What is being asked => Repeat the records below exactly.

[Extracted records — start]

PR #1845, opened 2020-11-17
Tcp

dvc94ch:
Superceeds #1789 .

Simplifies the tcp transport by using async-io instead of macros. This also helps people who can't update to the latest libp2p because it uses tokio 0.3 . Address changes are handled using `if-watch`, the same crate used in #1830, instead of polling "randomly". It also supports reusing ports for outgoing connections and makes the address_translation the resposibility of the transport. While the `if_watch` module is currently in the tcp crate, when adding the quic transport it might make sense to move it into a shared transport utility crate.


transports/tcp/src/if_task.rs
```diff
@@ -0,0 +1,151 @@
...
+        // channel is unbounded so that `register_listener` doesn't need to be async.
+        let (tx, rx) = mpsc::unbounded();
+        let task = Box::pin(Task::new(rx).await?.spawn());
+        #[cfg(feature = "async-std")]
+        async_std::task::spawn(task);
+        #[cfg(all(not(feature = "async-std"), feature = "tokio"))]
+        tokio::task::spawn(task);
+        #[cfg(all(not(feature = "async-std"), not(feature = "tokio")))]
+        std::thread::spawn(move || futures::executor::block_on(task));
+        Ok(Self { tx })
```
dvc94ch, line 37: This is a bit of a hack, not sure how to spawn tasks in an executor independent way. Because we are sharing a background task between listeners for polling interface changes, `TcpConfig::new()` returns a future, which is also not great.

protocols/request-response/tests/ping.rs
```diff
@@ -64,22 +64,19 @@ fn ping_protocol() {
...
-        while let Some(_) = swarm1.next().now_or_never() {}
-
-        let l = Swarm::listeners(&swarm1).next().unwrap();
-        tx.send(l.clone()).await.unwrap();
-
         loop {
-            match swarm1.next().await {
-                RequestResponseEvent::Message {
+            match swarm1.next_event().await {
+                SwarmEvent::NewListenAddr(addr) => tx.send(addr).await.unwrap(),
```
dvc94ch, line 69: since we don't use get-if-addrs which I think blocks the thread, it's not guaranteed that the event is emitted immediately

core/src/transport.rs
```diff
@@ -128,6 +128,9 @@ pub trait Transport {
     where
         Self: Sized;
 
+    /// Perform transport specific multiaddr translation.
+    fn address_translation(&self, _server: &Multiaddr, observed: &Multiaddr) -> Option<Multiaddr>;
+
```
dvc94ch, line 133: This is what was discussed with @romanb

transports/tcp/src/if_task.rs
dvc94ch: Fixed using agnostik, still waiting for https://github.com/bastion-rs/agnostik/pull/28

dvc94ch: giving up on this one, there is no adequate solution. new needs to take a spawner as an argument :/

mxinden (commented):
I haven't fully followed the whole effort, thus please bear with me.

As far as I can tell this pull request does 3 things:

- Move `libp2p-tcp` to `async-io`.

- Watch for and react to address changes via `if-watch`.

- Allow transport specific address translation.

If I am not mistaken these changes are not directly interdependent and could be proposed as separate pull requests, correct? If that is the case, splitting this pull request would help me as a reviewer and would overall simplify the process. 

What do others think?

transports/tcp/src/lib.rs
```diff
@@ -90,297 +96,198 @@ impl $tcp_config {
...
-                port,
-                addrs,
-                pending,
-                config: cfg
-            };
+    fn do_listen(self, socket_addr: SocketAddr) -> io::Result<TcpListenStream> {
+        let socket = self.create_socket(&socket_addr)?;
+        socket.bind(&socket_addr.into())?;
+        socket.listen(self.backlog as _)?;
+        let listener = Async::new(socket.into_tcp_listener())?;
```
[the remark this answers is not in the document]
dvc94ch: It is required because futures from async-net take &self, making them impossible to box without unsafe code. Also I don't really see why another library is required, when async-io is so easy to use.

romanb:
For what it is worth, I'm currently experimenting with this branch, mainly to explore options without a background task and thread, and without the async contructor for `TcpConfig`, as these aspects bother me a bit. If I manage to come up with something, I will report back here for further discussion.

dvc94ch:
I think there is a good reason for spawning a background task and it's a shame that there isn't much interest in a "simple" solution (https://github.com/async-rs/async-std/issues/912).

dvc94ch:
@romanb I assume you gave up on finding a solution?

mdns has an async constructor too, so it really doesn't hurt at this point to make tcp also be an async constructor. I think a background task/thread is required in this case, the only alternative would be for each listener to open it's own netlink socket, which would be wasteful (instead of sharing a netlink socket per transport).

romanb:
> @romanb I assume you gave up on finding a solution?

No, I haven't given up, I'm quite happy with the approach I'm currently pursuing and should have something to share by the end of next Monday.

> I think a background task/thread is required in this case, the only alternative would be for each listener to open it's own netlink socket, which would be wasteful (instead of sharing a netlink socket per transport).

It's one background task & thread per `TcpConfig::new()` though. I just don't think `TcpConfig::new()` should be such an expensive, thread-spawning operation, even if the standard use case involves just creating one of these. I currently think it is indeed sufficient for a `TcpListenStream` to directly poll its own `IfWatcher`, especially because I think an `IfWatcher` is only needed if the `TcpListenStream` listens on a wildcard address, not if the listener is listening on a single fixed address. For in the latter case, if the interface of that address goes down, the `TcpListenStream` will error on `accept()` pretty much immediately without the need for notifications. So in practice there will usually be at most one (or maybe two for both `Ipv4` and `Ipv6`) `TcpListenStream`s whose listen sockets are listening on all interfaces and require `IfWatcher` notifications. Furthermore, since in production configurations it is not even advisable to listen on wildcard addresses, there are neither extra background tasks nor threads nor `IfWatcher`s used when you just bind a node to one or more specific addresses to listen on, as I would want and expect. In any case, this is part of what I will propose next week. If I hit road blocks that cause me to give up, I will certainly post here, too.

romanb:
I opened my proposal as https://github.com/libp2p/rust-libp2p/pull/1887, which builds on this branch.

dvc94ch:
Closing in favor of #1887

[Extracted records — finish]

Task output =>
PR #1845, opened 2020-11-17
Tcp

dvc94ch:
Superceeds #1789 .

Simplifies the tcp transport by using async-io instead of macros. This also helps people who can't update to the latest libp2p because it uses tokio 0.3 . Address changes are handled using `if-watch`, the same crate used in #1830, instead of polling "randomly". It also supports reusing ports for outgoing connections and makes the address_translation the resposibility of the transport. While the `if_watch` module is currently in the tcp crate, when adding the quic transport it might make sense to move it into a shared transport utility crate.


transports/tcp/src/if_task.rs
```diff
@@ -0,0 +1,151 @@
...
+        // channel is unbounded so that `register_listener` doesn't need to be async.
+        let (tx, rx) = mpsc::unbounded();
+        let task = Box::pin(Task::new(rx).await?.spawn());
+        #[cfg(feature = "async-std")]
+        async_std::task::spawn(task);
+        #[cfg(all(not(feature = "async-std"), feature = "tokio"))]
+        tokio::task::spawn(task);
+        #[cfg(all(not(feature = "async-std"), not(feature = "tokio")))]
+        std::thread::spawn(move || futures::executor::block_on(task));
+        Ok(Self { tx })
```
dvc94ch, line 37: This is a bit of a hack, not sure how to spawn tasks in an executor independent way. Because we are sharing a background task between listeners for polling interface changes, `TcpConfig::new()` returns a future, which is also not great.

protocols/request-response/tests/ping.rs
```diff
@@ -64,22 +64,19 @@ fn ping_protocol() {
...
-        while let Some(_) = swarm1.next().now_or_never() {}
-
-        let l = Swarm::listeners(&swarm1).next().unwrap();
-        tx.send(l.clone()).await.unwrap();
-
         loop {
-            match swarm1.next().await {
-                RequestResponseEvent::Message {
+            match swarm1.next_event().await {
+                SwarmEvent::NewListenAddr(addr) => tx.send(addr).await.unwrap(),
```
dvc94ch, line 69: since we don't use get-if-addrs which I think blocks the thread, it's not guaranteed that the event is emitted immediately

core/src/transport.rs
```diff
@@ -128,6 +128,9 @@ pub trait Transport {
     where
         Self: Sized;
 
+    /// Perform transport specific multiaddr translation.
+    fn address_translation(&self, _server: &Multiaddr, observed: &Multiaddr) -> Option<Multiaddr>;
+
```
dvc94ch, line 133: This is what was discussed with @romanb

transports/tcp/src/if_task.rs
dvc94ch: Fixed using agnostik, still waiting for https://github.com/bastion-rs/agnostik/pull/28

dvc94ch: giving up on this one, there is no adequate solution. new needs to take a spawner as an argument :/

mxinden (commented):
I haven't fully followed the whole effort, thus please bear with me.

As far as I can tell this pull request does 3 things:

- Move `libp2p-tcp` to `async-io`.

- Watch for and react to address changes via `if-watch`.

- Allow transport specific address translation.

If I am not mistaken these changes are not directly interdependent and could be proposed as separate pull requests, correct? If that is the case, splitting this pull request would help me as a reviewer and would overall simplify the process. 

What do others think?

transports/tcp/src/lib.rs
```diff
@@ -90,297 +96,198 @@ impl $tcp_config {
...
-                port,
-                addrs,
-                pending,
-                config: cfg
-            };
+    fn do_listen(self, socket_addr: SocketAddr) -> io::Result<TcpListenStream> {
+        let socket = self.create_socket(&socket_addr)?;
+        socket.bind(&socket_addr.into())?;
+        socket.listen(self.backlog as _)?;
+        let listener = Async::new(socket.into_tcp_listener())?;
```
[the remark this answers is not in the document]
dvc94ch: It is required because futures from async-net take &self, making them impossible to box without unsafe code. Also I don't really see why another library is required, when async-io is so easy to use.

romanb:
For what it is worth, I'm currently experimenting with this branch, mainly to explore options without a background task and thread, and without the async contructor for `TcpConfig`, as these aspects bother me a bit. If I manage to come up with something, I will report back here for further discussion.

dvc94ch:
I think there is a good reason for spawning a background task and it's a shame that there isn't much interest in a "simple" solution (https://github.com/async-rs/async-std/issues/912).

dvc94ch:
@romanb I assume you gave up on finding a solution?

mdns has an async constructor too, so it really doesn't hurt at this point to make tcp also be an async constructor. I think a background task/thread is required in this case, the only alternative would be for each listener to open it's own netlink socket, which would be wasteful (instead of sharing a netlink socket per transport).

romanb:
> @romanb I assume you gave up on finding a solution?

No, I haven't given up, I'm quite happy with the approach I'm currently pursuing and should have something to share by the end of next Monday.

> I think a background task/thread is required in this case, the only alternative would be for each listener to open it's own netlink socket, which would be wasteful (instead of sharing a netlink socket per transport).

It's one background task & thread per `TcpConfig::new()` though. I just don't think `TcpConfig::new()` should be such an expensive, thread-spawning operation, even if the standard use case involves just creating one of these. I currently think it is indeed sufficient for a `TcpListenStream` to directly poll its own `IfWatcher`, especially because I think an `IfWatcher` is only needed if the `TcpListenStream` listens on a wildcard address, not if the listener is listening on a single fixed address. For in the latter case, if the interface of that address goes down, the `TcpListenStream` will error on `accept()` pretty much immediately without the need for notifications. So in practice there will usually be at most one (or maybe two for both `Ipv4` and `Ipv6`) `TcpListenStream`s whose listen sockets are listening on all interfaces and require `IfWatcher` notifications. Furthermore, since in production configurations it is not even advisable to listen on wildcard addresses, there are neither extra background tasks nor threads nor `IfWatcher`s used when you just bind a node to one or more specific addresses to listen on, as I would want and expect. In any case, this is part of what I will propose next week. If I hit road blocks that cause me to give up, I will certainly post here, too.

romanb:
I opened my proposal as https://github.com/libp2p/rust-libp2p/pull/1887, which builds on this branch.

dvc94ch:
Closing in favor of #1887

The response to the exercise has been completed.